'''

PR #390, opened 2022-12-03
Use go 1.19

faddat:
This PR responds to validator feedback by mandating the use of go 1.19.  Our next state breaking change (v13) is a good time to do this and we will then be able to ensure that all validators are using the same version of Go when they build the binary.


Reecepbcups (approved):
Agree this is a good change for v12

jackzampolin (approved):

PR #391, opened 2022-12-03
tendermint v0.34.24

faddat:
This PR brings Juno current with the latest release of tendermint.

### DIFF
--- a/go.mod
+++ b/go.mod
@@ -16,7 +16,7 @@ require (
 	github.com/spf13/cast v1.5.0
 	github.com/spf13/cobra v1.6.1
 	github.com/stretchr/testify v1.8.1
-	github.com/tendermint/tendermint v0.34.23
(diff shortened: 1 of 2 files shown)


Reecepbcups:
@faddat Do we have to talk with the Skip team before doing such upgrades to tendermint? Since they maintain a custom version. Didn't know if this could conflict & cause extra headache for them

jackzampolin (approved):

faddat:
@Reecepbcups -- since this is for v12, I think this is skip-fine. 

I'll also update in an issue about skip overall, I have ideas, very similar to what Dimi mentioned.

jackzampolin (approved):

Reecepbcups:
Talked with Barry tonight, TM upgrades are fine in the future. 

Was a one off proto issue between versions (state breaking for Skip protocol, but not underlying TM). So we should be good

PR #395, opened 2022-12-04
Remove ibc-fee

vuong177:
This PR removes the dependency on ibc-fee from the wasmd-bump branch.


Reecepbcups:
No longer doing, using IBCFee for v12

PR #401, opened 2022-12-08
bech32 convert command

faddat:
bech32 conversions should be a first class citizen, as it is a very useful tool


cmd/junod/cmd/root.go
```diff
@@ -108,7 +107,7 @@ func initRootCmd(rootCmd *cobra.Command, encodingConfig params.EncodingConfig) {
 		AddGenesisWasmMsgCmd(app.DefaultNodeHome),
 		tmcli.NewCompletionCmd(rootCmd, true),
 		// testnetCmd(app.ModuleBasics, banktypes.GenesisBalancesIterator{}),
-		debug.Cmd(),
+		ConvertBech32Cmd(),
```
Reecepbcups, line 110: Why is the `junod debug` command removed with this? This can still be added on top of the debug.Cmd()

faddat: sensible!

Reecepbcups:
Feel its better to not spam/fill up the root cmd with random tools

Reecepbcups (approved):

faddat:
unsure about this but it is nbd so lfg

JakeHartnell (approved):
LGTM!

PR #402, opened 2022-12-08
bench32.go should live in cmd/

anhductn2001:


faddat:
hey, how is this different from #401

anhductn2001:
It is same. I just put the file in the correct directory because it gives an error in Github Action

faddat:
oh it is **into** 401.  I missed that.  Thanks!

PR #404, opened 2022-12-08
Faddat/mev experiment

faddat:
This is for Juno validators using tendermint-mev **to test outside their validator nodes**

* you do not need to be using Skip in order to use this work
* to integrate this on your validator node, you'd simply run this binary
* the p2p logs will look different, because I've changed them in this:
  * https://github.com/notional-labs/mev-tendermint/tree/v0.34.x-mev-gadikian 
* speaking as myself only, I'm interested in seeing this become Juno's canonical binary, regardless of weather validators are using Skip or not.

```bash
bash scripts/statesync-mev.bash
```

## More context

The tendermint core repository is reather difficult to ship improvements to, this PR is going straight to the point:

* only pebbledb is supported for tendermint's store
* cosmos-sdk still supports goleveldb and maybe others but I think that the 5x reduction in RAM usage seen on Osmosis archive nodes when using pebble -- and associated big reductions in complexity is a great reason to take these choices away from infrastructure operators and instead use the clear sane default.
* Notional's validator will soon use this build in order to prove its viability.

### DIFF
--- a/go.mod
+++ b/go.mod
@@ -15,7 +15,7 @@ require (
 	github.com/spf13/cast v1.5.0
 	github.com/spf13/cobra v1.6.0
 	github.com/stretchr/testify v1.8.0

'''

EXERCISE DIRECTIONS: Each line above should appear again, reproduced exactly.

RESULT OF THE EXERCISE:
PR #390, opened 2022-12-03
Use go 1.19

faddat:
This PR responds to validator feedback by mandating the use of go 1.19.  Our next state breaking change (v13) is a good time to do this and we will then be able to ensure that all validators are using the same version of Go when they build the binary.


Reecepbcups (approved):
Agree this is a good change for v12

jackzampolin (approved):

PR #391, opened 2022-12-03
tendermint v0.34.24

faddat:
This PR brings Juno current with the latest release of tendermint.

### DIFF
--- a/go.mod
+++ b/go.mod
@@ -16,7 +16,7 @@ require (
 	github.com/spf13/cast v1.5.0
 	github.com/spf13/cobra v1.6.1
 	github.com/stretchr/testify v1.8.1
-	github.com/tendermint/tendermint v0.34.23
(diff shortened: 1 of 2 files shown)


Reecepbcups:
@faddat Do we have to talk with the Skip team before doing such upgrades to tendermint? Since they maintain a custom version. Didn't know if this could conflict & cause extra headache for them

jackzampolin (approved):

faddat:
@Reecepbcups -- since this is for v12, I think this is skip-fine. 

I'll also update in an issue about skip overall, I have ideas, very similar to what Dimi mentioned.

jackzampolin (approved):

Reecepbcups:
Talked with Barry tonight, TM upgrades are fine in the future. 

Was a one off proto issue between versions (state breaking for Skip protocol, but not underlying TM). So we should be good

PR #395, opened 2022-12-04
Remove ibc-fee

vuong177:
This PR removes the dependency on ibc-fee from the wasmd-bump branch.


Reecepbcups:
No longer doing, using IBCFee for v12

PR #401, opened 2022-12-08
bech32 convert command

faddat:
bech32 conversions should be a first class citizen, as it is a very useful tool


cmd/junod/cmd/root.go
```diff
@@ -108,7 +107,7 @@ func initRootCmd(rootCmd *cobra.Command, encodingConfig params.EncodingConfig) {
 		AddGenesisWasmMsgCmd(app.DefaultNodeHome),
 		tmcli.NewCompletionCmd(rootCmd, true),
 		// testnetCmd(app.ModuleBasics, banktypes.GenesisBalancesIterator{}),
-		debug.Cmd(),
+		ConvertBech32Cmd(),
```
Reecepbcups, line 110: Why is the `junod debug` command removed with this? This can still be added on top of the debug.Cmd()

faddat: sensible!

Reecepbcups:
Feel its better to not spam/fill up the root cmd with random tools

Reecepbcups (approved):

faddat:
unsure about this but it is nbd so lfg

JakeHartnell (approved):
LGTM!

PR #402, opened 2022-12-08
bench32.go should live in cmd/

anhductn2001:


faddat:
hey, how is this different from #401

anhductn2001:
It is same. I just put the file in the correct directory because it gives an error in Github Action

faddat:
oh it is **into** 401.  I missed that.  Thanks!

PR #404, opened 2022-12-08
Faddat/mev experiment

faddat:
This is for Juno validators using tendermint-mev **to test outside their validator nodes**

* you do not need to be using Skip in order to use this work
* to integrate this on your validator node, you'd simply run this binary
* the p2p logs will look different, because I've changed them in this:
  * https://github.com/notional-labs/mev-tendermint/tree/v0.34.x-mev-gadikian 
* speaking as myself only, I'm interested in seeing this become Juno's canonical binary, regardless of weather validators are using Skip or not.

```bash
bash scripts/statesync-mev.bash
```

## More context

The tendermint core repository is reather difficult to ship improvements to, this PR is going straight to the point:

* only pebbledb is supported for tendermint's store
* cosmos-sdk still supports goleveldb and maybe others but I think that the 5x reduction in RAM usage seen on Osmosis archive nodes when using pebble -- and associated big reductions in complexity is a great reason to take these choices away from infrastructure operators and instead use the clear sane default.
* Notional's validator will soon use this build in order to prove its viability.

### DIFF
--- a/go.mod
+++ b/go.mod
@@ -15,7 +15,7 @@ require (
 	github.com/spf13/cast v1.5.0
 	github.com/spf13/cobra v1.6.0
 	github.com/stretchr/testify v1.8.0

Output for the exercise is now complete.